Work to complete: Comb through the entries for "trying" and pull out each line that holds it.

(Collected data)
********
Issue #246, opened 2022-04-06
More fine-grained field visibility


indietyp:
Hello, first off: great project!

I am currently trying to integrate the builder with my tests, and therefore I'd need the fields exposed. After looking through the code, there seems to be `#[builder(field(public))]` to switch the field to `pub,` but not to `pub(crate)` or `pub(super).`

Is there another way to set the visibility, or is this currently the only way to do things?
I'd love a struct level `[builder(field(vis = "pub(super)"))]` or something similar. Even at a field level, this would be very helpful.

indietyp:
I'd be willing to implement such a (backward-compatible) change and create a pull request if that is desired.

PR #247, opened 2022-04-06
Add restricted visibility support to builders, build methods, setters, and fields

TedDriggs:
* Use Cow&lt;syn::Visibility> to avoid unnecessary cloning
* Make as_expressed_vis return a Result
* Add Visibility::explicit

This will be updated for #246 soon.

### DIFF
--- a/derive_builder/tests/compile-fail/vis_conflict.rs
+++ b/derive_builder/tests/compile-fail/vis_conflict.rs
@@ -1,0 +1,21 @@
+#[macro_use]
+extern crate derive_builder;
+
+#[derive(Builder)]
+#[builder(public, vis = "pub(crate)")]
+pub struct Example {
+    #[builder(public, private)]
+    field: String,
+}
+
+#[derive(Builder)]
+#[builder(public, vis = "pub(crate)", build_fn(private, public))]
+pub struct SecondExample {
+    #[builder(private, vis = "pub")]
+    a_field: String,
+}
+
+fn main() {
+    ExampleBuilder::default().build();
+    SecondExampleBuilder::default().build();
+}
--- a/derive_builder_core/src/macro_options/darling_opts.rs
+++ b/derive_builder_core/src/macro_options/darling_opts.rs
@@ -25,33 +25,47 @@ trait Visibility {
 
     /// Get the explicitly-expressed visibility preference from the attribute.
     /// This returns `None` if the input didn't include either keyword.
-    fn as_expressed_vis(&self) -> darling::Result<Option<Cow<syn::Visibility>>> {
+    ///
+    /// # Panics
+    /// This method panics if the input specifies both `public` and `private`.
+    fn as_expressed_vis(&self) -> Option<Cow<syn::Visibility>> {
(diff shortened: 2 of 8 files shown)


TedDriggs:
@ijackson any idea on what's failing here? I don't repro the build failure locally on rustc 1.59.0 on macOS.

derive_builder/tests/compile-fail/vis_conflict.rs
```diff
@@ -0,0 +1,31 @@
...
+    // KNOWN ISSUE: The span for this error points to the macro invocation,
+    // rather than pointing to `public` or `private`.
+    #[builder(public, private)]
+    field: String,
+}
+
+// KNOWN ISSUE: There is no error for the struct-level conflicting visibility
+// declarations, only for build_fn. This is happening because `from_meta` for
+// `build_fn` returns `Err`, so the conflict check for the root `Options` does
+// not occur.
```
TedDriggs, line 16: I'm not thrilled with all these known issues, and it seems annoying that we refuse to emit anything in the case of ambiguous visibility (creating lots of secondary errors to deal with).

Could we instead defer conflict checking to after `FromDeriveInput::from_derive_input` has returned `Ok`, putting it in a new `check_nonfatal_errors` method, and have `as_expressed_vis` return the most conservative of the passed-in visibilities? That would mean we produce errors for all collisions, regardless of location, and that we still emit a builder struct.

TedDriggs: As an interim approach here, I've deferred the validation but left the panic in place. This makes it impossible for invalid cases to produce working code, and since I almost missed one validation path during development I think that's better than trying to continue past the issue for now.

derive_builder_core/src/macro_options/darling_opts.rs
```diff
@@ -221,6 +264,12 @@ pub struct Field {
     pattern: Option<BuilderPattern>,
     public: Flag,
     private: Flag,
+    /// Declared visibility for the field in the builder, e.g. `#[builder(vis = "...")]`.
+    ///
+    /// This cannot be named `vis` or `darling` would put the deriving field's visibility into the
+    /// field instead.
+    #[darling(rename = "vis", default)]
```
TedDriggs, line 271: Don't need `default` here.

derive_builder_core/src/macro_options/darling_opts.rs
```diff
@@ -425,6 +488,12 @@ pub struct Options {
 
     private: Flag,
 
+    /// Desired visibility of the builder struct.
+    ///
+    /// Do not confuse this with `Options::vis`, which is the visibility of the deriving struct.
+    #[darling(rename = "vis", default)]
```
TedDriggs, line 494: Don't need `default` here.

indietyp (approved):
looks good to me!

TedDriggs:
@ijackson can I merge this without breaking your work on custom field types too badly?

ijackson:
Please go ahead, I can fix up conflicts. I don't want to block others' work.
********
Solved exercise:
I am currently trying to integrate the builder with my tests, and therefore I'd need the fields exposed. After looking through the code, there seems to be `#[builder(field(public))]` to switch the field to `pub,` but not to `pub(crate)` or `pub(super).`
TedDriggs: As an interim approach here, I've deferred the validation but left the panic in place. This makes it impossible for invalid cases to produce working code, and since I almost missed one validation path during development I think that's better than trying to continue past the issue for now.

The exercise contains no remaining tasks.